>>>

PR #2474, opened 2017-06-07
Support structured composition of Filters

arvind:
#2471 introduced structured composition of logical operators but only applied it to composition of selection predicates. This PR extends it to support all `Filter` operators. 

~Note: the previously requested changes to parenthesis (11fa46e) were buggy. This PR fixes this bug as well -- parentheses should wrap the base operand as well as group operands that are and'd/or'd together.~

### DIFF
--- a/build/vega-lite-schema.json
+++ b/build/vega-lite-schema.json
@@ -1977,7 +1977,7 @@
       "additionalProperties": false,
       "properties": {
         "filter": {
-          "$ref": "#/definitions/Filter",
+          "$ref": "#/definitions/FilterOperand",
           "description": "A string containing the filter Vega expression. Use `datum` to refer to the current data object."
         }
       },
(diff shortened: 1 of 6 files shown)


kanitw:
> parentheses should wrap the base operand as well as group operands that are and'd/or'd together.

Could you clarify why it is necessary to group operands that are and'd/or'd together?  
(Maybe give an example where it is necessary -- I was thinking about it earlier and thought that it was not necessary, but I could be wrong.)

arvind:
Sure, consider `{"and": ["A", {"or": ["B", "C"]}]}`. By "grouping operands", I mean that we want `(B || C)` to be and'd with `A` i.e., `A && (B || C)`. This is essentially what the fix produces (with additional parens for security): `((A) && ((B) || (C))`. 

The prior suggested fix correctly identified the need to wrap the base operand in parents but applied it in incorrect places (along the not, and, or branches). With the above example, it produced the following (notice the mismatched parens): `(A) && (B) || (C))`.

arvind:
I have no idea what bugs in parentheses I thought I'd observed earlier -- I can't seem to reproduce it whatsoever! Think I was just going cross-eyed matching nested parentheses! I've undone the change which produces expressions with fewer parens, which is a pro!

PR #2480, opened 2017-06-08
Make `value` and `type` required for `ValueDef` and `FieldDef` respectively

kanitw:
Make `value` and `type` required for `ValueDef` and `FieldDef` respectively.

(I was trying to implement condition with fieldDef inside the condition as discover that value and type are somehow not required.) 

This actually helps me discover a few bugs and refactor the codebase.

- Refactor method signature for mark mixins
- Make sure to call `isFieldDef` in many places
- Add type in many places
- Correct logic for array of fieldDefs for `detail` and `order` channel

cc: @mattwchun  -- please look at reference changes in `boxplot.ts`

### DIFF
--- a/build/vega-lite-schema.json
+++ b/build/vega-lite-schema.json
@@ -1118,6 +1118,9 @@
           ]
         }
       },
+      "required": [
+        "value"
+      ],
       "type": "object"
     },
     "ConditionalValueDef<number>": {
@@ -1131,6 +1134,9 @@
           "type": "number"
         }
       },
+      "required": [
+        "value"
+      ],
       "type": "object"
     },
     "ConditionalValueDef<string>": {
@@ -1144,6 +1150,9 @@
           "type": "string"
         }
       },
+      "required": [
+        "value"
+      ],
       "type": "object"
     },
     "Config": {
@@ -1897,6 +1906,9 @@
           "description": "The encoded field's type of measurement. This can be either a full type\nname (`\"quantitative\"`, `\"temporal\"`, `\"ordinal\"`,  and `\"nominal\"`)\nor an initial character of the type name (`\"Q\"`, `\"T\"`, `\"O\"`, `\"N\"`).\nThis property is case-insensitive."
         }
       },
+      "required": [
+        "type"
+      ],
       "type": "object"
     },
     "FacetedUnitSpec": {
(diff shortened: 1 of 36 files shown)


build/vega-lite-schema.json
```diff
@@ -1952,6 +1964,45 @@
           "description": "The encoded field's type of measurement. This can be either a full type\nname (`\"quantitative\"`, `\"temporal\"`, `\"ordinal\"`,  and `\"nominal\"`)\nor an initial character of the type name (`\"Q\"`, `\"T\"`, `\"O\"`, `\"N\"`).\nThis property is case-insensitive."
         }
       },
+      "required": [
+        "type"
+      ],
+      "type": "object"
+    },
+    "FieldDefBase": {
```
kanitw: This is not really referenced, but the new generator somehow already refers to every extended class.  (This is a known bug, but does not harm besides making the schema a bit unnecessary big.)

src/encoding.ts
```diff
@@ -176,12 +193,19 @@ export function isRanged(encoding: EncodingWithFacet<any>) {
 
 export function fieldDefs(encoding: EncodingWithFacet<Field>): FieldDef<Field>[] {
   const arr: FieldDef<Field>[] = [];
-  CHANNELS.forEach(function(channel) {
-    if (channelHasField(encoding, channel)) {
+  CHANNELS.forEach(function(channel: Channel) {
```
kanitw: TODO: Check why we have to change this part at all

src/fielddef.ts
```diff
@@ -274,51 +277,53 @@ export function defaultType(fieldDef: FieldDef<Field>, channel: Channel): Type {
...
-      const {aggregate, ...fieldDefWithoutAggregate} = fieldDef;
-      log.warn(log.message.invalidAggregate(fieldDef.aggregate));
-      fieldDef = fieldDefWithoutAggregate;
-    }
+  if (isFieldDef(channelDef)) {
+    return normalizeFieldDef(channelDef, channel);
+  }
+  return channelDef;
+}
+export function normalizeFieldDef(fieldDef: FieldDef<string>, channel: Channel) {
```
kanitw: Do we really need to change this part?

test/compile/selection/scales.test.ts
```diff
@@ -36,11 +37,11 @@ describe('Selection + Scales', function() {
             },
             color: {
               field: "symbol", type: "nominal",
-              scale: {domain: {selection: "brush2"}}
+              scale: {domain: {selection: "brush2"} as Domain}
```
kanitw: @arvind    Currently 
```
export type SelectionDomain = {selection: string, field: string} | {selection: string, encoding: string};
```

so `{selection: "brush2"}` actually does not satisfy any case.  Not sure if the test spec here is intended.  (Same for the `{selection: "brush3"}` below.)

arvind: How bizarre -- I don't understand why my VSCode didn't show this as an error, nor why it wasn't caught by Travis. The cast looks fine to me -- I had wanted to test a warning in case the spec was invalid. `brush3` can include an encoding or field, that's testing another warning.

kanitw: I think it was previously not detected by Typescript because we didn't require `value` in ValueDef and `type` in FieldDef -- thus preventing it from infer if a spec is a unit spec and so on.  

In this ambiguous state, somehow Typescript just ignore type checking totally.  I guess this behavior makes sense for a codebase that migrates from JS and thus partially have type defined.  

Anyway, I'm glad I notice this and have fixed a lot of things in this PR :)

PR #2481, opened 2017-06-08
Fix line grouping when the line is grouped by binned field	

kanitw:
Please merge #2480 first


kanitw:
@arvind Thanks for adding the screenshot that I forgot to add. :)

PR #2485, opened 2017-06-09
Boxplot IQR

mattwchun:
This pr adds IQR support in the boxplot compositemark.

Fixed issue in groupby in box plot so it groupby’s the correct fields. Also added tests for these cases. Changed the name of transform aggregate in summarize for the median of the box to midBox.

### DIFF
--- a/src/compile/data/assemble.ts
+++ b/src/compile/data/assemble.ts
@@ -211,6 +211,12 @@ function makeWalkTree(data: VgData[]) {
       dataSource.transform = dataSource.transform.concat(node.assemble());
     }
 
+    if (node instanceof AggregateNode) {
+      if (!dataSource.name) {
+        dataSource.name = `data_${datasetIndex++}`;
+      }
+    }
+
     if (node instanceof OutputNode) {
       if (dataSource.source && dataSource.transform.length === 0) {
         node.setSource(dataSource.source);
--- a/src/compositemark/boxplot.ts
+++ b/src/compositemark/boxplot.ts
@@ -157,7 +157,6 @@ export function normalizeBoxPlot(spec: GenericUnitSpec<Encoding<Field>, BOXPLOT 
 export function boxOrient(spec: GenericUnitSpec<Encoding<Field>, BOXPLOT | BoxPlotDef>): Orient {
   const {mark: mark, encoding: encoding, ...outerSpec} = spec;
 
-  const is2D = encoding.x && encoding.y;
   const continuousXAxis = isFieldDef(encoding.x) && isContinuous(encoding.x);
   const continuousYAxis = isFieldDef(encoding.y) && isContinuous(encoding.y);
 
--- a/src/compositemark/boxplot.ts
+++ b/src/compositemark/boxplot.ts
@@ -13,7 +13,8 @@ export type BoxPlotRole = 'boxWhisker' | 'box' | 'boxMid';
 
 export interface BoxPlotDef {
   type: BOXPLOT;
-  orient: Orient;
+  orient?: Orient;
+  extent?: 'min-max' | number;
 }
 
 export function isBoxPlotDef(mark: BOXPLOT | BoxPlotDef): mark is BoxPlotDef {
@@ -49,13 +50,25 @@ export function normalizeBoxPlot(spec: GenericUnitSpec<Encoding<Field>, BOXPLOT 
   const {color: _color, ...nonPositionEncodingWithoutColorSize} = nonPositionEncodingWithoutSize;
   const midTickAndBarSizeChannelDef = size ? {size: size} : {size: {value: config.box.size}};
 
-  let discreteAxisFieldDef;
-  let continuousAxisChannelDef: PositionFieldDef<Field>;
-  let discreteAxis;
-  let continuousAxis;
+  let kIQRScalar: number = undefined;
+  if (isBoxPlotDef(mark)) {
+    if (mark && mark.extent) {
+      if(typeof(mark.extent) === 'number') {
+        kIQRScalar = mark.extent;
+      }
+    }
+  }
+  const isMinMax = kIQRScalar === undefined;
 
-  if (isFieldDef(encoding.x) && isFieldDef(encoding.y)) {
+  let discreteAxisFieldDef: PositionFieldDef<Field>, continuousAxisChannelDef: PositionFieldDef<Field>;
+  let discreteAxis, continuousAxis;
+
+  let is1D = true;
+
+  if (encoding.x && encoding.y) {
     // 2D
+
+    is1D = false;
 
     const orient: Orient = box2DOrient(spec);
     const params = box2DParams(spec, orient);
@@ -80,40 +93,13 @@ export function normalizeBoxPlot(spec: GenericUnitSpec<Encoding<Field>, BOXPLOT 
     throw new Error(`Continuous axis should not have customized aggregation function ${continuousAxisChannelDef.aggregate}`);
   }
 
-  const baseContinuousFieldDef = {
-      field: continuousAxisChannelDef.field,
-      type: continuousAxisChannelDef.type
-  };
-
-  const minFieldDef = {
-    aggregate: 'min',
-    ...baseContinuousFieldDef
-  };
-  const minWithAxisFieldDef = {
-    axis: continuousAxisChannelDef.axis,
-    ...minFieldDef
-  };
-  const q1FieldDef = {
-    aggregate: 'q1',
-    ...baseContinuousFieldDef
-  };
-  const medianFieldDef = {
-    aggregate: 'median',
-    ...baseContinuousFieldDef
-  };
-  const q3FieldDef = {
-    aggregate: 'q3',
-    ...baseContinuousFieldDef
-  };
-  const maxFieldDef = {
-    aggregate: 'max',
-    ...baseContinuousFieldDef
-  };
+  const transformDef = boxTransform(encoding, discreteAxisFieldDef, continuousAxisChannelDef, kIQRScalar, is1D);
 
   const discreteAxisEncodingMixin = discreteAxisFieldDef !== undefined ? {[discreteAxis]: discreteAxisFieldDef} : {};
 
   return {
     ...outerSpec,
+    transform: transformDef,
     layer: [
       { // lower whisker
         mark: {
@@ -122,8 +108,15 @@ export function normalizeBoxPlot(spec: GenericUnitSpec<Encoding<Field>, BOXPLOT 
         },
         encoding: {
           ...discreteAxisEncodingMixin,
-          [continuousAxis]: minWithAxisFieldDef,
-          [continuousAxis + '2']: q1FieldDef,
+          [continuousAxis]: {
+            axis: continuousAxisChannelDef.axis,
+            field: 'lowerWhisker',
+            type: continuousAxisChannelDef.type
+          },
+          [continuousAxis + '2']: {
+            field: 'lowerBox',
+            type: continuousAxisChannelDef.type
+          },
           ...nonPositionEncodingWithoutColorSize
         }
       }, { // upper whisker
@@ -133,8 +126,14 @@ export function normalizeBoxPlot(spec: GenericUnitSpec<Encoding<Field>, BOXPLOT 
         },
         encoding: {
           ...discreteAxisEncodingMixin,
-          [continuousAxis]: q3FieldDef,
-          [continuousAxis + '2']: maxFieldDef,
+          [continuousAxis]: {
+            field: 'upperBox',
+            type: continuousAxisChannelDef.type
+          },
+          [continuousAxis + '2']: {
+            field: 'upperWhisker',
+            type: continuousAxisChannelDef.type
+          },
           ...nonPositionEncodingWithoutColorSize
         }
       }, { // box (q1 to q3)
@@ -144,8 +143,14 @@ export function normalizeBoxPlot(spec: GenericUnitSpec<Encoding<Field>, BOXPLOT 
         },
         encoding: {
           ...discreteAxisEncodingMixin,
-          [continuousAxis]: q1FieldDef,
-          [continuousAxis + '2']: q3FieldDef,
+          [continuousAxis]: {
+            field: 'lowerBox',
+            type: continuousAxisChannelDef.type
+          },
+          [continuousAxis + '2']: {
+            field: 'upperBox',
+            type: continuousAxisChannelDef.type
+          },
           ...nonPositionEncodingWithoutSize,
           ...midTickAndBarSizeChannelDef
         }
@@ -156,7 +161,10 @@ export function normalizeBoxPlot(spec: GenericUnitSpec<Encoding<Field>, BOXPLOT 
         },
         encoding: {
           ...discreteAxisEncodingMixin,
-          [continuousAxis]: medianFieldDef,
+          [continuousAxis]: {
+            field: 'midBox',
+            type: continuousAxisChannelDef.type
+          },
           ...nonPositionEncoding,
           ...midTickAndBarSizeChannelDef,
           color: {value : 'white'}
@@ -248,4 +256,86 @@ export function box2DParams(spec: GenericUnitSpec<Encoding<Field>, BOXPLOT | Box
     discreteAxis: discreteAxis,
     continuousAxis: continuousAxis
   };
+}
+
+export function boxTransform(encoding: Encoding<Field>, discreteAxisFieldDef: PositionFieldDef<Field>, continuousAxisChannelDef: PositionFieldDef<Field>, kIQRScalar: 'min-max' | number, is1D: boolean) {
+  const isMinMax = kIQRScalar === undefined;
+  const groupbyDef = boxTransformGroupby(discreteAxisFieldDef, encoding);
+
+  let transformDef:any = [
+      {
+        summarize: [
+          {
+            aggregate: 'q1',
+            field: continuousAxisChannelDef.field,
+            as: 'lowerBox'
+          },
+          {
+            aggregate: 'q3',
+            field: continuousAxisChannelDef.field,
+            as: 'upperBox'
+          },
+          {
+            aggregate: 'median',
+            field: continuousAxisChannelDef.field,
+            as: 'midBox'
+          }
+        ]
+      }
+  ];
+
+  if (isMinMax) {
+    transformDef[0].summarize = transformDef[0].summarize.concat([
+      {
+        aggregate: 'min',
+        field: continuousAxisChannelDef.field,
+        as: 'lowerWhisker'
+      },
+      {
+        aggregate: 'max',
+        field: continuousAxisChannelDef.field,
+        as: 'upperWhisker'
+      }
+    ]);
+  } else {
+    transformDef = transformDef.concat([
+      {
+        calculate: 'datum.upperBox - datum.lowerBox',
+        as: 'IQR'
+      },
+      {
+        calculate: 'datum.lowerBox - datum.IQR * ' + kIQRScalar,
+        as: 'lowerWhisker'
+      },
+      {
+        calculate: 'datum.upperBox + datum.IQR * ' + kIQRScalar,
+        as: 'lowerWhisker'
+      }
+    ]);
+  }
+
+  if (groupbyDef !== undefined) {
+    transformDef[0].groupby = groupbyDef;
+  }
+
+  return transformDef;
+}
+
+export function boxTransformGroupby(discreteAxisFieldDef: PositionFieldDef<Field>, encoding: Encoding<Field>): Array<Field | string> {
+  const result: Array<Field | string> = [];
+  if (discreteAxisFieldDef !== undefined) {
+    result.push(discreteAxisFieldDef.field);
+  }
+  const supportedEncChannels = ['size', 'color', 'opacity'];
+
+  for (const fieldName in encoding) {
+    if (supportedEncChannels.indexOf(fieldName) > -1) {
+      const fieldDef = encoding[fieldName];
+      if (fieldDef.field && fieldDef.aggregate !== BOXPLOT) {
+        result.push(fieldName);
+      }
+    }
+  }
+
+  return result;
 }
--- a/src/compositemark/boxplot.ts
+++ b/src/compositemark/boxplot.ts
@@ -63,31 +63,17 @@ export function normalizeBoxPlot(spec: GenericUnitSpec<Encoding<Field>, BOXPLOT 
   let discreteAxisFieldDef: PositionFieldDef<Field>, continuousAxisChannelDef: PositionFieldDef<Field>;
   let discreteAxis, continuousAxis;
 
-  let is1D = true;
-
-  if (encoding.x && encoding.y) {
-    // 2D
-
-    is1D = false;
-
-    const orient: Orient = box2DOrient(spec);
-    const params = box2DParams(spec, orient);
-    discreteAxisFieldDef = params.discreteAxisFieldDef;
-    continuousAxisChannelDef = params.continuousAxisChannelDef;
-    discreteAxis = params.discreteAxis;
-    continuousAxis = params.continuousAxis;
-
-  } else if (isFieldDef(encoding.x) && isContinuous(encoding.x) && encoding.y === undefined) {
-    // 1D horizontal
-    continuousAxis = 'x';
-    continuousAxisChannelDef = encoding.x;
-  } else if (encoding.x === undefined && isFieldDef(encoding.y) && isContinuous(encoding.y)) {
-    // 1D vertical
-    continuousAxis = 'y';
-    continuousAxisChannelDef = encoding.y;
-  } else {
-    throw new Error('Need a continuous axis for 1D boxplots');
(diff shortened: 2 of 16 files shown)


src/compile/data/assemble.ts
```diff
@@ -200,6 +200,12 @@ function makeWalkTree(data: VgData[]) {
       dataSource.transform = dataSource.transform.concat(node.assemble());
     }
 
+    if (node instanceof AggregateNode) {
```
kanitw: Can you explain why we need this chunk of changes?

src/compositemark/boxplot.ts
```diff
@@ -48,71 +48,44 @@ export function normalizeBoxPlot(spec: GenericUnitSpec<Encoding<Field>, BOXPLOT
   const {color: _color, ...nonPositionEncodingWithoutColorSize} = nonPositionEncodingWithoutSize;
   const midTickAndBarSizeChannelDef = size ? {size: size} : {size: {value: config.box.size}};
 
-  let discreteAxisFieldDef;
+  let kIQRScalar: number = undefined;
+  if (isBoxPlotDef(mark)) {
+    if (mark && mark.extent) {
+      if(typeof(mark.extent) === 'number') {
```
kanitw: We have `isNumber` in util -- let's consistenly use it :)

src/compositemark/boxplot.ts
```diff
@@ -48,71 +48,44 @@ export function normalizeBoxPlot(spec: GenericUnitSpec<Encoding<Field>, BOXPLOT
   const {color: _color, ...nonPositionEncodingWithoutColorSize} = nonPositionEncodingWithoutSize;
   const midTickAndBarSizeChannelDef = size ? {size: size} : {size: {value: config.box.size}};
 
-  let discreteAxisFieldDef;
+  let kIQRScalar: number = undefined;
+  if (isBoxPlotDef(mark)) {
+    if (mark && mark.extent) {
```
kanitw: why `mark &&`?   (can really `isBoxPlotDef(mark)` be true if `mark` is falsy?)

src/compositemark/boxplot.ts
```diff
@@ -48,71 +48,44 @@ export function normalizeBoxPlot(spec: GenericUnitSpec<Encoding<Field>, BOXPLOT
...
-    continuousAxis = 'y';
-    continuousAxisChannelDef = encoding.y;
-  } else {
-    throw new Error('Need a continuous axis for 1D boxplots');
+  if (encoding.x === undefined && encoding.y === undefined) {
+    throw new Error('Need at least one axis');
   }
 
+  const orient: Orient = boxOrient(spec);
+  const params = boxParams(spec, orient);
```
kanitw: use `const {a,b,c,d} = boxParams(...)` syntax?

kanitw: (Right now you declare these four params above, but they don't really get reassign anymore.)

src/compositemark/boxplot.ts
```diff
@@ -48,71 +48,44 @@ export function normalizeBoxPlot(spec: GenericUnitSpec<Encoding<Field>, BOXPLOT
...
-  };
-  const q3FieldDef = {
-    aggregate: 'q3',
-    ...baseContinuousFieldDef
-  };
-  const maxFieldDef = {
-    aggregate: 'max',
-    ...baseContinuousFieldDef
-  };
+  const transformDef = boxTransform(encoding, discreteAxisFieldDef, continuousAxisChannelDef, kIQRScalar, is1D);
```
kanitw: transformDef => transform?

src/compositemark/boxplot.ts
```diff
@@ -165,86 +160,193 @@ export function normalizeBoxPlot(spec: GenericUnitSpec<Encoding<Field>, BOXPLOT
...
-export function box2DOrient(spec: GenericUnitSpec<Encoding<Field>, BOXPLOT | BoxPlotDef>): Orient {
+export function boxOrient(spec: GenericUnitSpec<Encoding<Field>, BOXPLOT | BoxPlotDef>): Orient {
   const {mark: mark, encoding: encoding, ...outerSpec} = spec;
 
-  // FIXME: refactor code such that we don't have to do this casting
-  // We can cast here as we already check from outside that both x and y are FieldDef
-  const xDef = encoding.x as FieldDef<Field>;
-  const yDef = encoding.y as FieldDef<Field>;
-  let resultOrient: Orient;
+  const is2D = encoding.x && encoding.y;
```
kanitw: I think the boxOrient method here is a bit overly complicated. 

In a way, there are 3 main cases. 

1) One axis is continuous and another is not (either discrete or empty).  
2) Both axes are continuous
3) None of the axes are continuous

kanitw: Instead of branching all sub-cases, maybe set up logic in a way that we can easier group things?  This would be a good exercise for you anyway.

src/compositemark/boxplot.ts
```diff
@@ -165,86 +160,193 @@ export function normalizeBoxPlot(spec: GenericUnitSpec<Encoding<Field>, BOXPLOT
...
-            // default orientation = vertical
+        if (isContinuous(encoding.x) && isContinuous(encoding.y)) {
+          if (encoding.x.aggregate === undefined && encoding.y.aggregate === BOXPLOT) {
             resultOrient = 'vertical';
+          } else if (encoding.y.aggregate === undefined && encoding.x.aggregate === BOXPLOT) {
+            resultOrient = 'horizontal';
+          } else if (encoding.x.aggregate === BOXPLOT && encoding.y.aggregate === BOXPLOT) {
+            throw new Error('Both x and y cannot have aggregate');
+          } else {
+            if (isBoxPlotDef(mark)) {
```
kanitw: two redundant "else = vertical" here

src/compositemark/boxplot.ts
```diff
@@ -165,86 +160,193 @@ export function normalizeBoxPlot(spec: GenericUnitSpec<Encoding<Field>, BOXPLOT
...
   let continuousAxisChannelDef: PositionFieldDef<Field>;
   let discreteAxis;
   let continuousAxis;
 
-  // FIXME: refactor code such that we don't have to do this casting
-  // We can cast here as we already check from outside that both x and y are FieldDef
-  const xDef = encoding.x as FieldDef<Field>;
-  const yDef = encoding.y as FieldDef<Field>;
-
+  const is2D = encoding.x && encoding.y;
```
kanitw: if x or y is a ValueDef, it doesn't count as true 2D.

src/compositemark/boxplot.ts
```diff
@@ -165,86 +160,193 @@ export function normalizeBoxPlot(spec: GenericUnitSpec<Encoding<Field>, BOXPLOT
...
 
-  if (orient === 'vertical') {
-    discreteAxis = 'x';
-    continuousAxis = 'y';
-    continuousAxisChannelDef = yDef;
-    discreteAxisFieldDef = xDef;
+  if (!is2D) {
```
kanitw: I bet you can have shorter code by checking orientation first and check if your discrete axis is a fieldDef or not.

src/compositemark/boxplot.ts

<<<

Work order
Search the material above for the word "bugs", then copy each line that holds it.

Exercise response
I have no idea what bugs in parentheses I thought I'd observed earlier -- I can't seem to reproduce it whatsoever! Think I was just going cross-eyed matching nested parentheses! I've undone the change which produces expressions with fewer parens, which is a pro!
This actually helps me discover a few bugs and refactor the codebase.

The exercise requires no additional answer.